12 鷲獅子の翼
「ハミルトン男爵様のご入室です」
先ほど血を吸ったメイドとは別のメイド二人が大きな扉を開け、俺はゆっくりと室内に入る。
ティナ達も含めて全員が床に片膝を付いて跪く中を進み、俺のために用意された豪華な椅子に座る。
俺が座ったことを合図に面接官達が顔を上げて席につく。俺の目の前には三人の男。
この三人が雇う可能性のある男達なのだろう。
「面を上げよ」
三人が顔を上げる。リーダー格と思われる【闇精種】の男、参謀と思われる【蜥蜴人種】の男。そして━━━━
「おいちょっと待てよ。お前ルイスじゃねえか!?」
「「‥‥‥!?」」
驚きに目を見開き勢いよく立ち上がったのは体格の良い【魔狼族】の男。無数の古傷が刻まれた鉄製の鎧は歴戦の証。鍛え上げられた腕には逞しい筋肉が隆起し、狼頭の黒い毛並みを剃るように額から頬にかけて大きな刀傷がある。

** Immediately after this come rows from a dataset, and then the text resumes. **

PR #1767, opened 2024-06-14
Add nearby chat listener

maxim-productengine:
Allow Lua script to listen to the Nearby chat, receiving the message text and other related info.

### DIFF
--- a/indra/newview/llfloaterimnearbychatlistener.cpp
+++ b/indra/newview/llfloaterimnearbychatlistener.cpp
@@ -33,6 +33,7 @@
 
 #include "llagent.h"
 #include "llchat.h"
+#include "llluamanager.h"
 #include "llviewercontrol.h"
 #include "stringize.h"
 
@@ -49,6 +50,35 @@ LLFloaterIMNearbyChatListener::LLFloaterIMNearbyChatListener()
         "[\"channel\"] chat channel number [default = 0]\n"
         "[\"type\"] chat type \"whisper\", \"normal\", \"shout\" [default = \"normal\"]",
         &LLFloaterIMNearbyChatListener::sendChat);
+
+    add("listen",
+        "Start listening to the Nearby chat, chat messages will be resent to the script event pump",
+        &LLFloaterIMNearbyChatListener::listenChat,
+        llsd::map("coro_name", LLSD(), "reply", LLSD()));
+
+    add("stopListening",
+        "Stop listening to the Nearby chat",
+        &LLFloaterIMNearbyChatListener::stopListeningChat,
+        llsd::map("coro_name", LLSD()));
+ 
+    mOutConnection = LLEventPumps::instance().obtain("LLNearbyChat").listen("LLFloaterIMNearbyChatListener", [this](const LLSD &data)
+    {
+        std::map<std::string, std::string> reply_pumps = mReplyPumps;
+        std::map<std::string, std::string> scripts = LLLUAmanager::getScriptNames();
+        for (auto &it : reply_pumps)
+        {
+            //check if listener script is still running
+            if (scripts.find(it.first) != scripts.end())
+            {
+                LLEventPumps::instance().obtain(it.second).post(data);
+            }
+            else
+            {
+                mReplyPumps.erase(it.first);
+            }
+        }
+        return false;
+    });
 }
 
 
@@ -103,3 +133,13 @@ void LLFloaterIMNearbyChatListener::sendChat(LLSD const & chat_data)
                                               gSavedSettings.getBOOL("PlayChatAnim"));
 }
 
+
+void LLFloaterIMNearbyChatListener::listenChat(LLSD const &chat_data)
+{
+    mReplyPumps[chat_data["coro_name"].asString()] = chat_data["reply"].asString();
+}
+
+void LLFloaterIMNearbyChatListener::stopListeningChat(LLSD const &chat_data)
+{
+    mReplyPumps.erase(chat_data["coro_name"].asString());
+}
--- a/indra/newview/llfloaterimnearbychatlistener.cpp
+++ b/indra/newview/llfloaterimnearbychatlistener.cpp
@@ -33,7 +33,6 @@
 
 #include "llagent.h"
 #include "llchat.h"
-#include "llluamanager.h"
 #include "llviewercontrol.h"
 #include "stringize.h"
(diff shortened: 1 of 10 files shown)


indra/newview/llfloaterimnearbychatlistener.cpp
```diff
@@ -49,6 +50,34 @@ LLFloaterIMNearbyChatListener::LLFloaterIMNearbyChatListener()
...
+            {
+                LLEventPumps::instance().obtain(it.second).post(data);
+            }
+            else
+            {
+                mReplyPumps.erase(it.first);
+            }
+        }
+        return false;
+    });
```
nat-goodspeed, line 80: `LLLeapListener` (accessed via the script's "command pump") already supports this functionality via the "listen" and "stoplistening" operations. Since "listen" stores the new connection in the `LLLeapListener` instance itself, and since each `LuaState` has its own `LuaListener`, and each `LuaListener` its own `LLLeapListener` instance, the connection is guaranteed to disconnect on script termination (`~LuaState()`).

indra/newview/llviewermessage.cpp
```diff
@@ -2749,6 +2749,11 @@ void process_chat_from_simulator(LLMessageSystem *msg, void **user_data)
             msg_notify["from_id"] = chat.mFromID;
             msg_notify["source_type"] = chat.mSourceType;
             on_new_message(msg_notify);
+
+
+            msg_notify["chat_type"] = chat.mChatType;
+            msg_notify["message"] = mesg;
+            LLEventPumps::instance().obtain("LLNearbyChat").post(msg_notify);
```
nat-goodspeed, line 2756: Is one of these fields the chat channel? That seems useful for a listener to know.

indra/newview/scripts/lua/LLChatListener.lua
```diff
@@ -0,0 +1,41 @@
...
+local LLChatListener = {}
+local waitfor = {}
+
+function LLChatListener:new()
+    local obj = setmetatable({}, self)
+    self.__index = self
+    obj.name = 'Chat_listener'
+
+    return obj
+end
```
nat-goodspeed, line 13: Heh - I want this to use `util.classctor()`, but that's still isolated on [my lua-login branch](https://github.com/secondlife/viewer/pull/1725/files#diff-867be21d2425e7bb99ec3554b881808693cb4d296bcbd55e3b04d173039f7215). We'll get there.

indra/newview/scripts/lua/LLChatListener.lua
```diff
@@ -0,0 +1,41 @@
...
+
+function LLChatListener:handleMessages(event_data)
+    --print(inspect(event_data))
+    return true
+end
+
+function LLChatListener:start()
+    waitfor = leap.WaitFor:new(-1, self.name)
```
nat-goodspeed, line 21: The fact that `leap.WaitFor` resolves without a `local leap = require 'leap'` statement means I must have inadvertently tossed `leap` into the global namespace. I'd still rather see the `require` statement in this module.

indra/newview/scripts/lua/LLChatListener.lua
```diff
@@ -0,0 +1,41 @@
...
+function LLChatListener:new()
+    local obj = setmetatable({}, self)
+    self.__index = self
+    obj.name = 'Chat_listener'
+
+    return obj
+end
+
+function LLChatListener:handleMessages(event_data)
+    --print(inspect(event_data))
```
nat-goodspeed, line 16: Since the anticipated usage is to override `handleMessages()`, maybe leave this uncommented? If the coder forgets to do that, at least they'll get a visual reminder.

Oh, I see: your example override method forwards the call to this base-class method. Okay.

indra/newview/scripts/lua/LLChatListener.lua
```diff
@@ -0,0 +1,41 @@
...
+    return true
+end
+
+function LLChatListener:start()
+    waitfor = leap.WaitFor:new(-1, self.name)
+    function waitfor:filter(pump, data)
+        return data
```
nat-goodspeed, line 23: Using `LLLeapListener`'s "listen" operation, `pump` should arrive as `"LLNearbyChat"`. Your `filter()` function should return only those -- otherwise your chat listener will echo all incoming events, e.g. user floater clicks, ...

indra/newview/scripts/lua/LLChatListener.lua
```diff
@@ -0,0 +1,41 @@
...
+    end
+
+    fiber.launch(self.name, function()
+        event = waitfor:wait()
+        while event and self:handleMessages(event) do
+          event = waitfor:wait()
+        end
+    end)
```
nat-goodspeed, line 31: Maybe this pattern should be encapsulated in a `leap` convenience method. I'll think about that.

nat-goodspeed (changes requested):

indra/newview/llfloaterimnearbychatlistener.cpp
maxim-productengine: I see, I totally missed that and tried to reinvent the wheel.

indra/newview/llviewermessage.cpp
maxim-productengine: As far as I know, only channel 0 messages are sent to the avatars. All other channels can only be listened by lsl scripts.

indra/newview/scripts/lua/LLChatListener.lua
maxim-productengine: Agree

indra/newview/scripts/lua/LLChatListener.lua
maxim-productengine: Uncommented and updated example script too.

indra/newview/llfloaterimnearbychatlistener.cpp
nat-goodspeed: Part of the problem here is that I have never written any documentation about the available `LLEventAPI` listeners and the operations they support, so discoverability is low. In my defense, I always expected the suite of listeners and their operations to keep growing (and to diverge across branches and viewer forks), so that the only reliable information is really the source code. That's why every listener and every operation is defined with queryable metadata.

nat-goodspeed (approved):

PR #1779, opened 2024-06-14
Example / proof of concept viewer code using IM history

simon-linden:
This is sample / proof-of-concept code and not a full design or implementation, thus a draft PR for now.

Shows how the viewer can use the "ChatSessionRequest" cap and new "fetch im history" command to query the region and SL back-end for the chat history in a direct IM session.


vir-linden (commented):
I would recommend finding an alternate name to session_id. We already use session_id as an identifier for a specific viewer session, which is unrelated to the usage here. Maybe chat_id or something? Whatever we pick, should look for conflicting existing usages.

simon-linden:
> I would recommend finding an alternate name to session_id. We already use session_id as an identifier for a specific viewer session, which is unrelated to the usage here. Maybe chat_id or something? Whatever we pick, should look for conflicting existing usages.

The viewer actually uses 'session_id' in this context already, such as functions like bool LLIMModel::newSession(const LLUUID& session_id, ...      "session_id" shows up in various forms almost 350 times in llimview.cpp so it's usage here is following both viewer and server conventions.

Coming at the term without the context of IM sessions is definitely confusing, but I think that ship has sailed

simon-linden:
> > This is sample / proof-of-concept code and not a full design or implementation, thus a draft PR for now.
> 
> Is this supposed to have a viewer issue or be assigned to a specific project? It hangs in a void with no dependencies to indicate rediness state or it's future.

Understood, it is in limbo right now.   I talked with Vir about it Wednesday to he's up to speed with the work.   It will need some work with Product and UI to sort out design and backwards-compatible issues before we know what we really want to do with the desktop viewer and adding the feature.

akleshchev:
Thanks for the info, was just confused about it. I suggest at least assigning a milestone or project.

Issue #1080, opened 2024-03-28
BugSplat Crash: Second Life Release!LLAppViewer::initStrings()::$_84::operator()(int*) const(3014)


sl-service-account:
**BugSplat** [Key Crash 91971](https://app.bugsplat.com/v2/keycrash?stackKeyId=91971&database=SecondLife_Viewer_2018)

**Some Customer Responses:**
Log:
2024-03-28T10:47:09Z ERROR # newview/llappviewer.cpp(3012) initStrings : Viewer failed to find localization and UI files. Please reinstall viewer from https://secondlife.com/support/downloads and contact https://support.secondlife.com if issue persists after reinstall.<br/>

**Sample Version:**
7.1.5.8443777128

**Sample Callstack:**
[...]

PR #1782, opened 2024-06-17
#1080 BugSplat Crash: LLAppViewer::initStrings() - show crash reason

LLGuru:
The root cause seems to be on the client side

For helping the user to understand the actual crash reason
we could include it's short description into the crash message


akleshchev (approved):
There is no point to call `LL_WARNS() << crash_reason << LL_ENDL;`, LL_ERRS will already print that to logs.

P.S. Also might be a good idea to remove 'Please reinstall' part of the LL_ERRS, user doesn't see that unless user goes to check logs, showMissingFiles() already asks user to reinstall.

akleshchev:
>  Also might be a good idea to remove 'Please reinstall' part of the LL_ERRS

Thanks. I added that part a long time ago when I though that user is capable of seeing those LL_ERRS 😅, but it's invisible to users.

PR #1811, opened 2024-06-20
Revert LLLuaFloater "idle" events in favor of Lua timers.Timer().

nat-goodspeed:


maxim-productengine (approved):
I like that moving to new timers requires minimal changes.
Also LLNotifications.lua will be redundant because we'll have popup.lua

nat-goodspeed:
Yes, I figure that once lua-speedometer-demo is merged into release/luau-scripting, I'll merge it into lua-login and then replace LLNotification.lua with popup.lua there.

PR #1819, opened 2024-06-21
brad/tag release

brad-linden:
Allow manually dispatched workflow form to create tags for releases.

Screenshot 2024-06-20 at 5 22 51 PM


brad-linden:
this isn't quite working yet.  It seems that it can create tags, but those tags don't trigger a build because they aren't "pushed"

nat-goodspeed:
> this isn't quite working yet.

Still true, or resolved?

nat-goodspeed (approved):
I'm good with this.

Can `build.yaml` triggers be extended to notice the creation of a new tag?

brad-linden:
> Can `build.yaml` triggers be extended to notice the creation of a new tag?

yes.  I have begun researching `workflow_run` triggers which I think can be used for that.  I'll do that experiment under another PR

PR #1848, opened 2024-06-26
viewer#1666 Allow switching 2k textures off in bulk uploads

akleshchev:


indra/newview/llfloaterbulkupload.cpp
```diff
@@ -0,0 +1,134 @@
...
+    if (!mAllow2kTextures)
+    {
+        new_height -= mWarningPanel->getRect().getHeight();
+    }
+    reshape(getRect().getWidth(), new_height, false);
+}
+
+void LLFloaterBulkUpload::onUpload2KCheckBox()
+{
+    mAllow2kTextures = !mCheckboxUpload2K->getValue().asBoolean();
```
maxim-productengine, line 114: Is it intended that "BulkUpload2KTextures" debug setting is not updated?

marchcat (approved):

indra/newview/llfloaterbulkupload.cpp
akleshchev: Fixed, thanks!

maxim-productengine (approved):

PR #1849, opened 2024-06-26
Increase texture discard bias if system memory gets low

Ansariel:
Requested by @RunitaiLinden : Increase texture discard level if system memory gets low. However, this might need an additional change from @beqjanus so it works at least on macOS the same way: https://github.com/FirestormViewer/phoenix-firestorm/commit/3b074ba4af5e303125db606dd69eb4282a91f957


brad-linden (approved):
Looks good.  Thanks!

PR #1855, opened 2024-06-27
realign system ram functions

beqjanus:
Related commit to Ansariel's PR.
make the system ram function align across all supported platforms. Taken from https://github.com/FirestormViewer/phoenix-firestorm/commit/3b074ba4af5e303125db606dd69eb4282a91f957
+ clean up FS specific comment markers and upstream code retention


beqjanus:
this PR has pulled in some commits that should be on a separate PR. I'll try to cancel this and start over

俺は彼の容姿に見覚えがあった。王都の酒場で会った傭兵団【鷲獅子の翼】のマルコスだ。
彼が放ったルイスという名前は俺が使った偽名であるし間違いなく彼に間違いなさそうだが、俺が彼に声をかける前に場面が動く。
「も、申し訳ございません。ご無礼をお許しください!!」
【闇精種】の男が椅子を蹴るように立ち上がり、流れるようにマルコスの頭を押さえつけ、【蜥蜴人種】の男と共に平伏した。
彼は俺の入室時に見せた片膝をつくものではなく、土下座で頭を床に擦り付け必死に許しを乞う。
時間差でティナが立ち上がり殺気を放ち始め、バレムント達も色めき立つ。ティナ達がルイスという偽名を知っているかは知らないが、マルコスが俺の名を呼び捨てにしたのが不味かったのだ。彼がまだルイス様と呼んでいれば、まだ注意の一つで済んだかもしれない。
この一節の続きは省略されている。